Previously on part 3 of this series, Google Cloud Natural Language detects expressive articles and assigns it with a higher magnitude with most of the news articles having a neutral tone.

In this article, I explore their entity detection service.

Entity Analysis

Google describes its entity analysis as such:

Entity Analysis inspects the given text for known entities (proper nouns such as public figures, landmarks, etc.), and returns information about those entities.

Gcloud entity returns a list of entities, types (i.e. PERSON) and its salience score. Salience score is a number between 0 to 1 describing how important or central the entity is. Read more from the official documentation.

Entity analyses returns many entities per article so I filter it to those with salience score greater than 0.1. I am only interested in entities that have significant context in the artcles.

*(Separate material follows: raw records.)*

Issue #2907, opened 2023-05-12
Would be nice to show the number of search hits at the top of the page


ingydotnet:
https://metacpan.org/search?size=500&q=api shows

> 6,568 results (0.805 seconds)

at the bottom of the page (of 500 items).

Issue #1686, opened 2016-05-03
Pagination UI is visually confusing


haarg:
Having the results per page use basically the same UI as the pages and directly below it is visually confusing.  I always have to pause briefly to read the text, when usually a pagination UI should be self evident.

I think a drop down list to the right would be a better choice for the results per page.  It is unlikely to be changed often, so having the options available within one click isn't needed.

oalders:
I think we can close this as we no longer have a UI element for choosing results per page.

PR #3325, opened 2025-05-01
show search hits at page top

JordanEdward02:
Adds the number of search hits and some formatting to the top of the search page for #2907

### DIFF
--- a/root/search.tx
+++ b/root/search.tx
@@ -4,6 +4,16 @@
 %%  after content_classes -> { ' search-results' }
 %%  override content -> {
   <h3 class="search-results-header">Search results for "[% $search_query %]"</h3>
+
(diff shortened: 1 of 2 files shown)


guest20:
Can you also change the "results per page" to not look exactly like the pagination controls when I'm not wearing my glasses?

JordanEdward02:
> Can you also change the "results per page" to not look exactly like the pagination controls when I'm not wearing my glasses?

I'm not sure I understand what you mean. Could you raise a separate issue with some images to highlight the problem please?

guest20:
There are two already - https://github.com/metacpan/metacpan-web/issues/1686 https://github.com/metacpan/metacpan-web/issues/2218

It's about this control, which is a pagination widget being used for non-pagination related purposes: 
image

Entity Analysis Article #1

I pick a news article that caught my eye, titled How Chicago Is Changing Theater, One Storefront at a Time. I have recently visited the beautiful city of Chicago but didn’t get a chance to watch any shows.

One entity that Google returns is Red Tape Theater with a category of ORGANIZATION and a salience score of 0.1361. This entity barely passes the 0.1 threshold. Google gave me some metadata and suggested a wikipedia link to Red Tape which is an article for excessive bureaucratic regulation. Google is wrong on that one. It cannot differentiate between the Red Tape Theater and Red Tape as an idiom.

Other entities are mentioned in this article such as WildClaw Theater, The Den, Firebrand Theater, Broken Nose Theater, First Floor Theater, and many more. Since most of those entities are briefly mentioned, the salience score is probably < 0.1. Considering how Red Tape Theater has a salience score of only 0.1361, it seems that not a single theater is central to this article. Instead, there are many theaters presented but Red Tape Theater is the most prominent one. That is evident when I read the article.

Towards the end, Red Tape Theater is mentioned and the next several paragraphs are dedicated to it. If I were to pick a theater to visit, I would go with the Red Tape Theater and see The Shipment. The second most prominent might be the Steppenwolf Theater Company but only one paragraph is dedicated to it.

Conclusion

This is another impressive feat by Google’s machine learning. It is able to detect the most prominent entity in the article. It knows this by relating several paragraphs to the Red Tape Theater.